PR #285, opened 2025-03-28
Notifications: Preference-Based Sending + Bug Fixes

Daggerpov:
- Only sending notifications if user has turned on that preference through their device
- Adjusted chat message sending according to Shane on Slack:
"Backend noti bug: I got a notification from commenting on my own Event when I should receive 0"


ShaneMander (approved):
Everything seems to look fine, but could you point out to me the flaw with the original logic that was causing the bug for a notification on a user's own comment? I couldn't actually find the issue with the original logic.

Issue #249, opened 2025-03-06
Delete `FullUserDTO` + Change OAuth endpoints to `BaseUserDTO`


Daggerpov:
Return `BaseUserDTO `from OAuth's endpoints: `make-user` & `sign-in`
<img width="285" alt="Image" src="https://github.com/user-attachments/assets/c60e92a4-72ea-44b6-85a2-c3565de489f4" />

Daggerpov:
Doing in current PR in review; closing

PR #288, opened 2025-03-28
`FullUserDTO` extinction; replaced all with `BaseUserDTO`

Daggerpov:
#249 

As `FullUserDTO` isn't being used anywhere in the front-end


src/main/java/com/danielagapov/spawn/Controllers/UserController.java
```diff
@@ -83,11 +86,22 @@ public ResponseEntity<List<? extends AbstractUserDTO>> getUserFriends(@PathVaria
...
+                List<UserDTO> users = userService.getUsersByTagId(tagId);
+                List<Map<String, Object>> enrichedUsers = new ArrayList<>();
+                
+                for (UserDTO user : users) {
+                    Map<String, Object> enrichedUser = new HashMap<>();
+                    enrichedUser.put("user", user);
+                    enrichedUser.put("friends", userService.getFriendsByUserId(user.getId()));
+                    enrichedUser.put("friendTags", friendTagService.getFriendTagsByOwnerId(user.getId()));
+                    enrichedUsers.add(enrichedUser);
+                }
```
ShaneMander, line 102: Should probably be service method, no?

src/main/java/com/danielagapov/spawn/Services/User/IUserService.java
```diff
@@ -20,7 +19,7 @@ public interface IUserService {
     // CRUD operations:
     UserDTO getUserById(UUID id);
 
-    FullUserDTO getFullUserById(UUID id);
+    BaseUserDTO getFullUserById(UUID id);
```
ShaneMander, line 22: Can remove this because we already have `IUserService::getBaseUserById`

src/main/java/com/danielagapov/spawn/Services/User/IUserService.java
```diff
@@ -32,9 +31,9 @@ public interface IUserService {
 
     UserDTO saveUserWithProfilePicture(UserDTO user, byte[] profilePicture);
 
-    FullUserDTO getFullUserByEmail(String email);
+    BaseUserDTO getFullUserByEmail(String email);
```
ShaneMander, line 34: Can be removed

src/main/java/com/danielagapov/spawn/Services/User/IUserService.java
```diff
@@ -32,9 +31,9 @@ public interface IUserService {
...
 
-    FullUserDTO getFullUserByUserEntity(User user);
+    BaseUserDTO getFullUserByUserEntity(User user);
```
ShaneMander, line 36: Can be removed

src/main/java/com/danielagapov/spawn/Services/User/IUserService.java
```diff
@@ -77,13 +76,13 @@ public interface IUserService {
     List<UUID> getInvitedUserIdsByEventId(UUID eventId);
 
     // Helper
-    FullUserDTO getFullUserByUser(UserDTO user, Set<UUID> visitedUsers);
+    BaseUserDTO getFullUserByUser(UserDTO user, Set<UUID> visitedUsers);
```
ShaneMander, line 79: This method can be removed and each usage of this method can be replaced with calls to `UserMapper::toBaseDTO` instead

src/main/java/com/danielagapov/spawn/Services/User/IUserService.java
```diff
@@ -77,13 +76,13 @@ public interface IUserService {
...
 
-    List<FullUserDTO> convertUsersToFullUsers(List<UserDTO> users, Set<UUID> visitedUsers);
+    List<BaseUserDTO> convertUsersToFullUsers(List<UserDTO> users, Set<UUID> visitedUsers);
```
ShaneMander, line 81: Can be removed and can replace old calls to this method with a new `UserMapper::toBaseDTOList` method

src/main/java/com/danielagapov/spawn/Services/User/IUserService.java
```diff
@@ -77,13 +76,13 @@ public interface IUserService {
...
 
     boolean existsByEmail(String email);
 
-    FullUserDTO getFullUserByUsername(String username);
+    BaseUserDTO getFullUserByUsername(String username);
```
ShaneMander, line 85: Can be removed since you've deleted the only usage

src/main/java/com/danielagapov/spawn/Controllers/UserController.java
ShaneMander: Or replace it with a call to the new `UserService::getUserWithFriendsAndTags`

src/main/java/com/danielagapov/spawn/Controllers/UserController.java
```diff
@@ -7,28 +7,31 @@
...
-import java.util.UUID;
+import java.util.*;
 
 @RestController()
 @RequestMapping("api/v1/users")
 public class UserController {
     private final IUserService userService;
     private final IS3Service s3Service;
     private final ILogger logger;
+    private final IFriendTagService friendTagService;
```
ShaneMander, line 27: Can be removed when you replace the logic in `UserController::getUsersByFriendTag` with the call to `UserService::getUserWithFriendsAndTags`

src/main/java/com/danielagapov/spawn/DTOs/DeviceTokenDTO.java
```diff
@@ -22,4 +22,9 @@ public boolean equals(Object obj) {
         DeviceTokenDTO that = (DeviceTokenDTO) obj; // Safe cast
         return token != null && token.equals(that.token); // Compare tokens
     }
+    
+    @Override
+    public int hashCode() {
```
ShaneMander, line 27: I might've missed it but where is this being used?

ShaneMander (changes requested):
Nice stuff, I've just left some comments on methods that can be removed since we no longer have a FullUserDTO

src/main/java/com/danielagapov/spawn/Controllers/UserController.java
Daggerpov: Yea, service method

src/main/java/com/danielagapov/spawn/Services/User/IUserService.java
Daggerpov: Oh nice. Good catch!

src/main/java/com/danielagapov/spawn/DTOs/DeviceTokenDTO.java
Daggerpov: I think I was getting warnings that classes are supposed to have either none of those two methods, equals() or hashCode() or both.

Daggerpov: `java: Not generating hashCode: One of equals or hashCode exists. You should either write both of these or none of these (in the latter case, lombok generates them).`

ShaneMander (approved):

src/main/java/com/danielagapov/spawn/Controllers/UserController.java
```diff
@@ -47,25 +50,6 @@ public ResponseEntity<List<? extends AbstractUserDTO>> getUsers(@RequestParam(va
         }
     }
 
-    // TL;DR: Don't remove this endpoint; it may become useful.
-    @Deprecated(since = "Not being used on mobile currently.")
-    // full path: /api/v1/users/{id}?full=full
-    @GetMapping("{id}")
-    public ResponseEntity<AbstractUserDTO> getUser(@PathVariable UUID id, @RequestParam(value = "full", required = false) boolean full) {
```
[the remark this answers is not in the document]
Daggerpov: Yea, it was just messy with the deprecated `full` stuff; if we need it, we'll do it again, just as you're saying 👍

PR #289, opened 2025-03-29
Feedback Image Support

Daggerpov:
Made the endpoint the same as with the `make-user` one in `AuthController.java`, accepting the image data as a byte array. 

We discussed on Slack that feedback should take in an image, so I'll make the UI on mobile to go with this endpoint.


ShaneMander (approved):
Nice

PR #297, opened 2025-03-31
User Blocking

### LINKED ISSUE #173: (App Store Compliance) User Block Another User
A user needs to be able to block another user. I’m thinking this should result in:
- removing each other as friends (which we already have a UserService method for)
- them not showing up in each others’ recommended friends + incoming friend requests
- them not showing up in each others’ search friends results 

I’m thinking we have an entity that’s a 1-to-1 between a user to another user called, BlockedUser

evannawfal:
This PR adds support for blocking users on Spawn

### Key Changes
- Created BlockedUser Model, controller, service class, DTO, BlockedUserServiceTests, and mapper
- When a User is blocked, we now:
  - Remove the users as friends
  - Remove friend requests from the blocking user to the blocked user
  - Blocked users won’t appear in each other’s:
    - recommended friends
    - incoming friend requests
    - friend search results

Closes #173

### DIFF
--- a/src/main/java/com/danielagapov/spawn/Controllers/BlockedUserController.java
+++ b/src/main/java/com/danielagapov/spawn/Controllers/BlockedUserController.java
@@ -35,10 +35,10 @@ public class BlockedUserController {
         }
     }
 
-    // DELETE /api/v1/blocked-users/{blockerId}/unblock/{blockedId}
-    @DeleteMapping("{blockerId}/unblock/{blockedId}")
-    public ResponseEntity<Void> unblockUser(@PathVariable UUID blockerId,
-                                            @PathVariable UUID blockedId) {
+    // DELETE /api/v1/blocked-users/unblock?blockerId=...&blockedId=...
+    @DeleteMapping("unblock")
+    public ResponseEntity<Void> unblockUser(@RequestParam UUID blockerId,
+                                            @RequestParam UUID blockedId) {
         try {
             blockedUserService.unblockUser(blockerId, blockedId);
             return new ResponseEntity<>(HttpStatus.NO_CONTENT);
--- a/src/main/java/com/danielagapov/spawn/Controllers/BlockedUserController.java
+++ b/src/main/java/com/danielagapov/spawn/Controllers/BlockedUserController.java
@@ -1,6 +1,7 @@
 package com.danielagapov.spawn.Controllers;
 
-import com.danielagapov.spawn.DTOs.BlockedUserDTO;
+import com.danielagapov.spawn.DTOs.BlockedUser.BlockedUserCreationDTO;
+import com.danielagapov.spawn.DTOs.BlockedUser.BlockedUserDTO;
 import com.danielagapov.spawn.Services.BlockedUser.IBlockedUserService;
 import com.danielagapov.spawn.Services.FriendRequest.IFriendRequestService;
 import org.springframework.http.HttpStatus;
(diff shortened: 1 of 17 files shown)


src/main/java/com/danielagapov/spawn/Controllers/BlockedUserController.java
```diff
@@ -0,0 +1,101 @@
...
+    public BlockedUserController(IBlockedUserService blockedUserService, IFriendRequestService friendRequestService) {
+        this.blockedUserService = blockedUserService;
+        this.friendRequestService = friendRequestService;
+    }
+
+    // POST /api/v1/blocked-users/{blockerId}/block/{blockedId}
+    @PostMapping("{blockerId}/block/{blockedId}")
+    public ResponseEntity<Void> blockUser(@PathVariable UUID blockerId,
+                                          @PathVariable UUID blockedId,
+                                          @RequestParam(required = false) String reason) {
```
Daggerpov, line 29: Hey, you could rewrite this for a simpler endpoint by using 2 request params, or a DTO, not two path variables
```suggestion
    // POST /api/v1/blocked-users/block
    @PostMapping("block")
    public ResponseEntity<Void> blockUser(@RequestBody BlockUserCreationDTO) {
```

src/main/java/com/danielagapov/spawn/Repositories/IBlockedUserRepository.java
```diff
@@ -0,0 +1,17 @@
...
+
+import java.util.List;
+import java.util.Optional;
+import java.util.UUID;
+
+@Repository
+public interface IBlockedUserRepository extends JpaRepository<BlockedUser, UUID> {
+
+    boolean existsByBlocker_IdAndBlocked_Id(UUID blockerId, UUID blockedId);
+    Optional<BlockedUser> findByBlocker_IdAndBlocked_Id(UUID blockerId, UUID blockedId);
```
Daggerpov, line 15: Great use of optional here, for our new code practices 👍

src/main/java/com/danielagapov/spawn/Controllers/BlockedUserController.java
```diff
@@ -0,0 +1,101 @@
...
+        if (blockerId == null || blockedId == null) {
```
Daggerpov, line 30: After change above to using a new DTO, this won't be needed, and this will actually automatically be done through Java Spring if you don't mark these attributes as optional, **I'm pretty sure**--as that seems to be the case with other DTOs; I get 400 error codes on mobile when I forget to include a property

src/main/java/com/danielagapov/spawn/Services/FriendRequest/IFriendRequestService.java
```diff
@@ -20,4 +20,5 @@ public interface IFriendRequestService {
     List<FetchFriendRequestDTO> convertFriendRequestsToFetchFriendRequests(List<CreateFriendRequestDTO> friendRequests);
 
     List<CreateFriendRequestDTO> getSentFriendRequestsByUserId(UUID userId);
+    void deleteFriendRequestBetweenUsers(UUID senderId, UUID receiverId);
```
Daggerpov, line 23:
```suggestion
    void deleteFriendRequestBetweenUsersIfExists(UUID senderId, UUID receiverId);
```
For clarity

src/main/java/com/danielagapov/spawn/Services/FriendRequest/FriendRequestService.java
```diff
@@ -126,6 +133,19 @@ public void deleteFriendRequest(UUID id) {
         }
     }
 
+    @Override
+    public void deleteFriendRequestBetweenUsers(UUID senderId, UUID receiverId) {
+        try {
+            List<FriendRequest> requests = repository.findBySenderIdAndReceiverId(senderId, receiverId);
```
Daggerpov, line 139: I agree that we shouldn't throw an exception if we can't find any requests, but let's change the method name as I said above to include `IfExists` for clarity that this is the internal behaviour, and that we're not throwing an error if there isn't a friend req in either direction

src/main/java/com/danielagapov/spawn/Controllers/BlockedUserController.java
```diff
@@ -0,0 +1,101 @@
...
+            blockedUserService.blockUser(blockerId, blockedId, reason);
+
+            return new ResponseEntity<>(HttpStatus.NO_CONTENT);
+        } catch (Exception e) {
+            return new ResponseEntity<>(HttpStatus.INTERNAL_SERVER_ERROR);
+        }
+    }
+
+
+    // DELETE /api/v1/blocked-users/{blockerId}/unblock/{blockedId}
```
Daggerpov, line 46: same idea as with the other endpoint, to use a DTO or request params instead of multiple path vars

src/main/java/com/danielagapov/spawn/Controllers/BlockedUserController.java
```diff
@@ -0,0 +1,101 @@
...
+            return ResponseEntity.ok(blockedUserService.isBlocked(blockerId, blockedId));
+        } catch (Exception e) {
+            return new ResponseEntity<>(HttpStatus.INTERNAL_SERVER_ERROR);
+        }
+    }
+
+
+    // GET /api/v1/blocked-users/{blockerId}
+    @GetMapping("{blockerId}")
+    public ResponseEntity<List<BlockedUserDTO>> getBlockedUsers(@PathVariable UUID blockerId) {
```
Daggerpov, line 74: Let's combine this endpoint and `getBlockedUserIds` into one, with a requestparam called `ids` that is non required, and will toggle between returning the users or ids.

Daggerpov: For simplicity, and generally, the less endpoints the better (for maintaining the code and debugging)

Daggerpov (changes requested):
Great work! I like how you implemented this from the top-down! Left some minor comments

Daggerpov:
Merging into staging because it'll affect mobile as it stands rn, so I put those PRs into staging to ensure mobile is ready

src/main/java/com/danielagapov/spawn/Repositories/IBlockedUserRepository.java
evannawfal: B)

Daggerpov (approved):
***
What you have to do -> Which lines of the records hold the string "getUserWithFriendsAndTags"? Copy each one.

Answer section ->
ShaneMander: Or replace it with a call to the new `UserService::getUserWithFriendsAndTags`
ShaneMander, line 27: Can be removed when you replace the logic in `UserController::getUsersByFriendTag` with the call to `UserService::getUserWithFriendsAndTags`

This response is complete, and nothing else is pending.